A verbatim copy of every entry is required. Produce it now.

Saved entries
BEGIN

Issue #6699, opened 2026-01-13
OAuth2: Newly created and email-confirmed accounts not redirected to authorization page


bhatganeshdarshan:
### URL

https://hdyc.neis-one.org/

### How to reproduce the issue?

# OAuth2 Authorization Redirect Bug for Newly Created Users

---

### 1. Start OAuth2 Authorization Flow

Visit:

https://resultmaps.neis-one.org/oauth2/?login&myclient=HDYC&origin=https://hdyc.neis-one.org

Expected:  
You should be redirected to the login page since you're not authenticated.

---

### 2. Create a New Account

1. Click **"Sign up"** on the login page.  
2. Fill in the registration form:
   - Display Name
   - Email
   - Password
3. Click **"Sign up"**.

Confirmation email sent to your email 

---

### 3. Confirm Email

Option A :  
- Check your email inbox.  
- Click the confirmation link.
- Come back and login with confirmed email and password

Option B :  
- No need to confirm the mail 
- Just use already existing account email and password to login 

---

### 4. Observe the Bug

Expected Behavior:  
After Option A / Option B 
- Application name requesting access  
- Requested permissions/scopes  
- **Authorize** and **Deny** buttons  

Actual Behavior:  
You are redirected to the OpenStreetMap home page (`/`) instead of the OAuth2 authorization page.

---

### 5. Verify the Workaround (Existing Accounts)

1. Go back to the login page:

https://resultmaps.neis-one.org/oauth2/?login&myclient=HDYC&origin=https://hdyc.neis-one.org

2. Log in using an existing account (not newly created).

Result:  
You are correctly redirected to the OAuth2 authorization page.

### 

### Screenshot(s) or anything else?
Expected page : 
<img width="1911" height="906" alt="Image" src="https://github.com/user-attachments/assets/bda969e4-ed31-43b1-9bbe-a243ff759b4f" />

Here is more details related to this issue that i have found in  https://github.com/streetcomplete/StreetComplete/ repo : 

https://github.com/streetcomplete/StreetComplete/issues/6688#issuecomment-3739134513

tomhughes:
If you're going to give example URLs please base them on the live site, not your own development environment, so that people can easily test them.

There's also no need to open a bug if you're going to submit a PR as the PR can stand on it's own and having a bug as well just splits the discussion in two.

I'll need to look later but I suspect there may be something deliberate (if unfortunate) about this due to the desire to send new users to the welcome page.

[...]

PR #6714, opened 2026-01-15
Fix: Preserve OAuth referer when resending confirmation email 

bhatganeshdarshan:
# Description 

- When users sign up through an OAuth2 authorization flow and click "Resend confirmation email", the OAuth referer information is lost. The resent confirmation email does NOT contain the referer parameter with the oauth_return_url, causing the "Continue authorization" button to disappear from the welcome page after email confirmation.

- Note : After signup if user doesnt click on "resend confirmation" , the initial confirmation link which was sent to email properly redirects to welcome page with "Continue authorization" , the above issue occurs only when user clicks "Resend confirmation mail"

Related to #6699 

### Fix 
- Store referer in session during user signup
- Pass stored referer when resending confirmation email
- Include referer in redirect after resending confirmation

This ensures that users who sign up via OAuth2 and click 'Resend confirmation email' will still see the 'Continue authorization' button on the welcome page after confirming their account.

Added unit tests:
- test_confirm_success_with_oauth_referer: Verifies initial signup confirmation preserves OAuth referer
- test_confirm_resend_preserves_oauth_referer: Verifies resending confirmation also preserves OAuth referer (this test fails without the fix, proving the bug exists)

### DIFF
--- a/app/controllers/confirmations_controller.rb
+++ b/app/controllers/confirmations_controller.rb
@@ -60,11 +60,12 @@ class ConfirmationsController < ApplicationController
     if user.nil? || user.id != session[:pending_user]
       flash[:error] = t ".failure", :name => params[:display_name]
     else
-      UserMailer.signup_confirm(user, user.generate_token_for(:new_user)).deliver_later
+      referer = session[:referer]
+      UserMailer.signup_confirm(user, user.generate_token_for(:new_user), referer).deliver_later
       flash[:notice] = { :partial => "confirmations/resend_success_flash", :locals => { :email => user.email, :sender => Settings.email_from } }
     end
 
-    redirect_to login_path
+    redirect_to login_path(:referer => session[:referer])
   end
 
   def confirm_email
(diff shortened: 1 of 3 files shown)


bhatganeshdarshan:
Hi! Just a gentle ping to check if someone has time to review this PR when convenient. Thanks!

tomhughes:
So this needs to delete `:referer` from the session in all the places that currently delete `:pending_user` from the session, or it will stay around forever.

I'm also not sure about the way the tests are written - they seem to be testing more than is probably necessary and they look more like integration or system tests than controller tests at the moment but I think that may mean they're doing more than they need to rather than that they should be moved.

The first test is probably redundant - we already have tests further up that check that the referer is preserved normally I think and OAuth is not special, it's just another example of a referer. It's also not truly following through each stop as demonstrated by the fact that at the end it just makes up the referer URL for the final confirm rather than extracting it from the email.

The second test is mostly modelled on the first one but oddly stops sooner without running the final test that the confirm redirects as expected.

The critical thing that should be tested is the thing that's being fixed here - that if you visit the signup page with a referer and then visit the resend confirmation page that the subsequent email preserves the referer and that visiting the confirmation link from the email redirects to the expected referer from the original signup.

Issue #1494, opened 2017-03-21
Navigation icon being used for geolocation feature


xenotropic:
The icon that is used for geolocation on the OSM site is currently this:

![osm-geoloc-icon](https://cloud.githubusercontent.com/assets/4050617/24165769/8e0dd1fe-0e2e-11e7-8ce9-dbaffbe9ff95.PNG)

That icon more typically used for navigation. I would expect that clicking on such an arrow would provide me with turn-by-turn directions. There are other icons that much more clearly mean "show me my location".

While there is not one definitive agreed-upon standard set of icons, [The Noun Project](https://thenounproject.com/) includes many cc-licensed icons that are tagged and organized. If you search for "navigation", then you get a lot of arrows that are similar to the one above. 

If you search for "current location" on the Noun Project, or just on Google Image Search, it yields many crosshair-like icons; such as:
![noun_814578_cc](https://cloud.githubusercontent.com/assets/4050617/24166587/f8bc9d58-0e30-11e7-8bc8-976d70d588b6.png)

(cc-by shashank singh, [source](https://thenounproject.com/search/?q=current%20location&i=814578))

Alternatively, if you search for "my location" on the Noun Project it gives many icons of a "dropped pin" with a human associated with it, e.g.: 

![noun_607182_cc](https://cloud.githubusercontent.com/assets/4050617/24166645/2dcd6a36-0e31-11e7-9d0d-4005d1ee7249.png)
 (cc-by, Ismael Ruiz, [source](https://thenounproject.com/term/my-location/607182/))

END

-- WRITTEN RESPONSE --
Issue #6699, opened 2026-01-13
OAuth2: Newly created and email-confirmed accounts not redirected to authorization page


bhatganeshdarshan:
### URL

https://hdyc.neis-one.org/

### How to reproduce the issue?

# OAuth2 Authorization Redirect Bug for Newly Created Users

---

### 1. Start OAuth2 Authorization Flow

Visit:

https://resultmaps.neis-one.org/oauth2/?login&myclient=HDYC&origin=https://hdyc.neis-one.org

Expected:  
You should be redirected to the login page since you're not authenticated.

---

### 2. Create a New Account

1. Click **"Sign up"** on the login page.  
2. Fill in the registration form:
   - Display Name
   - Email
   - Password
3. Click **"Sign up"**.

Confirmation email sent to your email 

---

### 3. Confirm Email

Option A :  
- Check your email inbox.  
- Click the confirmation link.
- Come back and login with confirmed email and password

Option B :  
- No need to confirm the mail 
- Just use already existing account email and password to login 

---

### 4. Observe the Bug

Expected Behavior:  
After Option A / Option B 
- Application name requesting access  
- Requested permissions/scopes  
- **Authorize** and **Deny** buttons  

Actual Behavior:  
You are redirected to the OpenStreetMap home page (`/`) instead of the OAuth2 authorization page.

---

### 5. Verify the Workaround (Existing Accounts)

1. Go back to the login page:

https://resultmaps.neis-one.org/oauth2/?login&myclient=HDYC&origin=https://hdyc.neis-one.org

2. Log in using an existing account (not newly created).

Result:  
You are correctly redirected to the OAuth2 authorization page.

### 

### Screenshot(s) or anything else?
Expected page : 
<img width="1911" height="906" alt="Image" src="https://github.com/user-attachments/assets/bda969e4-ed31-43b1-9bbe-a243ff759b4f" />

Here is more details related to this issue that i have found in  https://github.com/streetcomplete/StreetComplete/ repo : 

https://github.com/streetcomplete/StreetComplete/issues/6688#issuecomment-3739134513

tomhughes:
If you're going to give example URLs please base them on the live site, not your own development environment, so that people can easily test them.

There's also no need to open a bug if you're going to submit a PR as the PR can stand on it's own and having a bug as well just splits the discussion in two.

I'll need to look later but I suspect there may be something deliberate (if unfortunate) about this due to the desire to send new users to the welcome page.

[...]

PR #6714, opened 2026-01-15
Fix: Preserve OAuth referer when resending confirmation email 

bhatganeshdarshan:
# Description 

- When users sign up through an OAuth2 authorization flow and click "Resend confirmation email", the OAuth referer information is lost. The resent confirmation email does NOT contain the referer parameter with the oauth_return_url, causing the "Continue authorization" button to disappear from the welcome page after email confirmation.

- Note : After signup if user doesnt click on "resend confirmation" , the initial confirmation link which was sent to email properly redirects to welcome page with "Continue authorization" , the above issue occurs only when user clicks "Resend confirmation mail"

Related to #6699 

### Fix 
- Store referer in session during user signup
- Pass stored referer when resending confirmation email
- Include referer in redirect after resending confirmation

This ensures that users who sign up via OAuth2 and click 'Resend confirmation email' will still see the 'Continue authorization' button on the welcome page after confirming their account.

Added unit tests:
- test_confirm_success_with_oauth_referer: Verifies initial signup confirmation preserves OAuth referer
- test_confirm_resend_preserves_oauth_referer: Verifies resending confirmation also preserves OAuth referer (this test fails without the fix, proving the bug exists)

### DIFF
--- a/app/controllers/confirmations_controller.rb
+++ b/app/controllers/confirmations_controller.rb
@@ -60,11 +60,12 @@ class ConfirmationsController < ApplicationController
     if user.nil? || user.id != session[:pending_user]
       flash[:error] = t ".failure", :name => params[:display_name]
     else
-      UserMailer.signup_confirm(user, user.generate_token_for(:new_user)).deliver_later
+      referer = session[:referer]
+      UserMailer.signup_confirm(user, user.generate_token_for(:new_user), referer).deliver_later
       flash[:notice] = { :partial => "confirmations/resend_success_flash", :locals => { :email => user.email, :sender => Settings.email_from } }
     end
 
-    redirect_to login_path
+    redirect_to login_path(:referer => session[:referer])
   end
 
   def confirm_email
(diff shortened: 1 of 3 files shown)


bhatganeshdarshan:
Hi! Just a gentle ping to check if someone has time to review this PR when convenient. Thanks!

tomhughes:
So this needs to delete `:referer` from the session in all the places that currently delete `:pending_user` from the session, or it will stay around forever.

I'm also not sure about the way the tests are written - they seem to be testing more than is probably necessary and they look more like integration or system tests than controller tests at the moment but I think that may mean they're doing more than they need to rather than that they should be moved.

The first test is probably redundant - we already have tests further up that check that the referer is preserved normally I think and OAuth is not special, it's just another example of a referer. It's also not truly following through each stop as demonstrated by the fact that at the end it just makes up the referer URL for the final confirm rather than extracting it from the email.

The second test is mostly modelled on the first one but oddly stops sooner without running the final test that the confirm redirects as expected.

The critical thing that should be tested is the thing that's being fixed here - that if you visit the signup page with a referer and then visit the resend confirmation page that the subsequent email preserves the referer and that visiting the confirmation link from the email redirects to the expected referer from the original signup.

Issue #1494, opened 2017-03-21
Navigation icon being used for geolocation feature


xenotropic:
The icon that is used for geolocation on the OSM site is currently this:

![osm-geoloc-icon](https://cloud.githubusercontent.com/assets/4050617/24165769/8e0dd1fe-0e2e-11e7-8ce9-dbaffbe9ff95.PNG)

That icon more typically used for navigation. I would expect that clicking on such an arrow would provide me with turn-by-turn directions. There are other icons that much more clearly mean "show me my location".

While there is not one definitive agreed-upon standard set of icons, [The Noun Project](https://thenounproject.com/) includes many cc-licensed icons that are tagged and organized. If you search for "navigation", then you get a lot of arrows that are similar to the one above. 

If you search for "current location" on the Noun Project, or just on Google Image Search, it yields many crosshair-like icons; such as:
![noun_814578_cc](https://cloud.githubusercontent.com/assets/4050617/24166587/f8bc9d58-0e30-11e7-8bc8-976d70d588b6.png)

(cc-by shashank singh, [source](https://thenounproject.com/search/?q=current%20location&i=814578))

Alternatively, if you search for "my location" on the Noun Project it gives many icons of a "dropped pin" with a human associated with it, e.g.: 

![noun_607182_cc](https://cloud.githubusercontent.com/assets/4050617/24166645/2dcd6a36-0e31-11e7-9d0d-4005d1ee7249.png)
 (cc-by, Ismael Ruiz, [source](https://thenounproject.com/term/my-location/607182/))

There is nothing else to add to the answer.